I have a one year old female mal. The problem that I am having is that when I do bite building exercises with her she'll bite the tug or bite building sleeve all day. However once I tie her or have someone hold her she shuts down. 

Another problem Im experiencing is her fear in the car. Ive had her since six months of age and nothing tramatic has ever happened to her in a car. Yest she is terrified to go in cars, I literally have to carry her to get her in the car. 

Any suggestions??


----------



## Harry Keely (Aug 26, 2009)

Continue to tie her out and make it fun and try to get her to use her prey mode, samething with the car figure out waht she likes and continue to reward her over and over again till she loads up on her own. This wont happen over night from what you describe. This needs to happen alot on a daily basis to fix it. If you see no progress after a while like she willing to progress than get rid of her. Sorry for being blunt but better to be honest with someone than to continue to jerk their chain. Good luck to you.


----------



## Anna Kasho (Jan 16, 2008)

I agree with Harry.

If the dog is that way naturally, you can't do much to change her. You can work on it to a point, hide some of the problems, but eventually you will have to decide if you are asking more than this dog can give you. However, you as the owner/trainer can also cause all these problems in a good dog. For example, corrections and enforcing "leash manners" with a young pup, or your whole attitude about getting her into the car (if you get angry or frustrated, if you feed into her insecurities)

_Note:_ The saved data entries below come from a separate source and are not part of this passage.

PR #383, opened 2015-01-03
Added Korean Translate(delete some commit)

itstake:


telegramdesktop:

PR #390, opened 2015-01-07
Create lang_fa.strings

Jav4dR:
Lang FA


telegramdesktop:

Issue #307, opened 2014-12-09
[Enhancement] "Replace emoji" should replace emoji without hyphen dashes :)


ADTC:
I don't add the hyphen to the smiley text `:)` to make it `:-)`. Telegram Desktop currently only replaces the second one, but I would like it to replace the first one too.

I would love to make this change myself but I might break something not knowing anything more than basics of C++ and not knowing even the basics of Objective-C++. But I did some searches, and looks like you only need to copy-paste-reindent a bunch of lines here:

**Add support:**
* [For `B)`](https://github.com/telegramdesktop/tdesktop/blob/7a600e03d0549cdc3f034a6ae86ac6929523d104/Telegram/SourceFiles/gui/emoji_config.cpp#L4364)
* [For `;P`, `;)`](https://github.com/telegramdesktop/tdesktop/blob/7a600e03d0549cdc3f034a6ae86ac6929523d104/Telegram/SourceFiles/gui/emoji_config.cpp#L4417)
* [For `:p`, `:P`, `:D`, `:*`, `:)`, `:(`](https://github.com/telegramdesktop/tdesktop/blob/7a600e03d0549cdc3f034a6ae86ac6929523d104/Telegram/SourceFiles/gui/emoji_config.cpp#L4575)
* [For `8)`](https://github.com/telegramdesktop/tdesktop/blob/7a600e03d0549cdc3f034a6ae86ac6929523d104/Telegram/SourceFiles/gui/emoji_config.cpp#L4654)
* [For `3)`, `3-(`](https://github.com/telegramdesktop/tdesktop/blob/7a600e03d0549cdc3f034a6ae86ac6929523d104/Telegram/SourceFiles/gui/emoji_config.cpp#L4669)

**Related issue:** #116 

***Sidenote:*** *The [findEmoji method](https://github.com/telegramdesktop/tdesktop/blob/7a600e03d0549cdc3f034a6ae86ac6929523d104/Telegram/SourceFiles/gui/emoji_config.cpp#L4319) looks like a maintenance nightmare... isn't there a better way, like some sort of a hash map with key-value pairs?*

joshery420:
:+1: because almost every other chat program I've used that does this doesn't require the hyphen nose.

Also, I totally agree that a hash/dictionary of some kind would probably be a much better way to implement this.

Sidenote: The ability to choose whether we see the iOS or Android emoji set would be awesome, but I'm sure that's extremely low priority. :wink:

ADTC:
[...]

PR #454, opened 2015-01-27
Updated genemoji to support short version smilies

bjaskj:


drasive:
Nice, I wanted to do the same thing

nmat:
+1

joshery420:
Looks like at least a partial (not sure it covers 100% of cases) answer to issue #307 
Thanks @bjaskj!

joshery420:
@bjaskj Curious, is there a specific reason why you didn't add short versions for things like 8-) and B-)?

bjaskj:
I added those that I missed. Sorry if I overlooked something others use and miss :)

rastersoft:
Please, please, please!!!!!! Merge this ASAP!!!!!!!

ADTC:
@telegramdesktop And we're not merging this yet because.... ?

@bjaskj Thanks for this! Very nice. Regarding the 8-) and B-) (etc etc) you can add them and make a second commit to the same branch. It will automatically add to this pull request.

telegramdesktop:
Perhaps some day this replacement array will be configured by user, but right now it is exactly the way it meant to be. I personally use :) and don't want it to be converted automatically and use "xD" and do want it to be converted. Sorry, but that stays the way it is.

I've added [new contributing policy](https://github.com/telegramdesktop/tdesktop/blob/master/CONTRIBUTING.md), so it is clearly stated now, that no features will be accepted in format of pull requests, only bug fixes and code improvements.

drasive:
The first point is subjective and I understand if you prefer to not have short versions of smileys,
but I personally feel a bit disappointed about not accepting any features from the community. I would imagine that some features of the desktop client wouldn't necessarily have a strong impact on the Telegram project as a whole.

ADTC:
Frankly, your response is very disappointing. We all have preferences, likes and dislikes. We only ask that you provide to us the ability to configure and customize as per each of our preferences but you shot us all down with a response that you will dictate and enforce your personal preference on everyone else.

I hope you will reconsider. At the very least, a setting to enable or disable short smiley conversion would be adequate.

telegramdesktop:
@drasive some times features can be accepted - when they do not conflict at all with our view of the desired progress. But it is so unpredictable from the side point of view, that much often case will be disappointment from declining of already prepared pull request with new features.

@ADTC I don't say that there won't be customization of emoji replacements ever, I say that they won't be changed in this pull request format.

I will say that a really solid pup isn't going to have all these problems (unless they are made to). For example, my youngest mal had not been in a car since the first ride home from the airport at 8weeks, until she was 6-7 months old. Someone offered me a ride from work, I said go in the car and sit, she hopped inside and sat on the back seat looking out the window the entire way home, all cool about it.

If a dog can't handle normal life without having a nervous breakdown, what good is it?


----------



## Jeff Oehlsen (Apr 7, 2006)

Sorry for your loss.


----------



## Sonny Lee (Nov 11, 2009)

Javier Vazquez said:


> Hello to all,
> 
> I have a one year old female mal. The problem that I am having is that when I do bite building exercises with her she'll bite the tug or bite building sleeve all day. However once I tie her or have someone hold her she shuts down.
> 
> ...



Hi Javier,

We had the same problem with our 6 month old Tervuren until recently. We got her from a neglected family and she was not socialized nor exposed to any other situation than her crate. When we got her she would not even want to walk near any parked car. What we did is we would bring her out on car rides everyday, starting with rides just round the corner. We made it short and the end results from the car ride is usually fun... a walk in a new park, swimming at the beach etc. Now, she loves these car rides... whenever, the door opens, she would jump in on command.

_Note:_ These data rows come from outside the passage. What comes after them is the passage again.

Issue #438, opened 2015-01-23
Support for default file browser on Linux


rumatoest:
Telegram should launch default file manager when to show downloaded files in folder.
I have Kubuntu 14.10 
My default file manager is Dolphin, but I also have nautilus installed.
Telegram opening downloads in folder via Nautilus - this is not correct

bil-elmoussaoui:
You should use `xdg-open` instead of `nautilus`, hope this can be fixed in the next version!

stek29:
Isn't this fixed?

PR #478, opened 2015-02-10
Switches show in folder to use user's preferred file manager

tushar-suresh:
xdg-open is the preferred way to do this.
http://linux.die.net/man/1/xdg-open

Addresses  #438


tushar-suresh:
I used my work email for this. I'll issue another pull request with my personal email.

PR #479, opened 2015-02-10
Switches show in folder to use user's preferred file manager

tushar-suresh:
xdg-open is the preferred way to do this.
http://linux.die.net/man/1/xdg-open

Addresses #438


tushar-suresh:
@telegramdesktop could you review this?

tushar-suresh:
@telegramdesktop did you get a chance to look at this and include it in the next release?

joshery420:
+1 for using the user's default file manager instead of hardcoding a specific one. I see no reason why this shouldn't be merged.

telegramdesktop:
I've added some escaping in that line, so it can't be merged like that, but I will replace "nautilus" with "xdg-open", thanks for the report.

As for the tie-back...just keep doing it. Again, short sessions and make it fun. She will eventually get it.

In short, keep everything fun and keep the sessions short. Make sure you are in a happy, cheerful, playful mood as well. I don't know if this is a fact, but she can sense it when we are upset and don't want to get in the car when we are upset. She is more eager to go anywhere with us when we are in a good mood.

Good luck.


----------



## Guest (Dec 1, 2008)

Companion dog - work with it, Working dog, shit can it! At this age, the dog should be of the utmost confidence around obstacles, flooring etc.


----------



## Howard Gaines III (Dec 26, 2007)

Javier Vazquez said:


> Hello to all,
> 
> I have a one year old female mal. The problem that I am having is that when I do bite building exercises with her she'll bite the tug or bite building sleeve all day. However once I tie her or have someone hold her she shuts down.
> 
> ...


 The very reason we do environmentals...


----------



## Rigel Lancero (Aug 22, 2007)

At that age,what you see is what you get.

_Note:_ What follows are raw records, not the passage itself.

PR #519, opened 2015-02-25
Added complete Slovak localization

WURMiL:
Hello,
I've added complete Slovak translation of all strings. I hope it will be useful ;)
Please review.
Thank you


robin0van0der0v:
@WURMiL You should translate it to Slovak here: https://www.transifex.com/projects/p/telegram-desktop/
If it is translated there, it can be much easier added to Telegram Desktop. :wink:

WURMiL:
@robin0van0der0v Oh, thank you for the hint :-) I didn't know, that something like Transifex service exist at all. ;-)

telegramdesktop:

A dog with good nerves will always be a good dog.At 1 year old if a good nerved dog encounters a new situation it would be fine,it might get confused for a second but the true nature of the dog will still show,if it's good then it will recover immediately.


----------



## Michael Santana (Dec 31, 2007)

Jody Butler said:


> Companion dog - work with it, Working dog, shit can it! At this age, the dog should be of the utmost confidence around obstacles, flooring etc.


Fact.


----------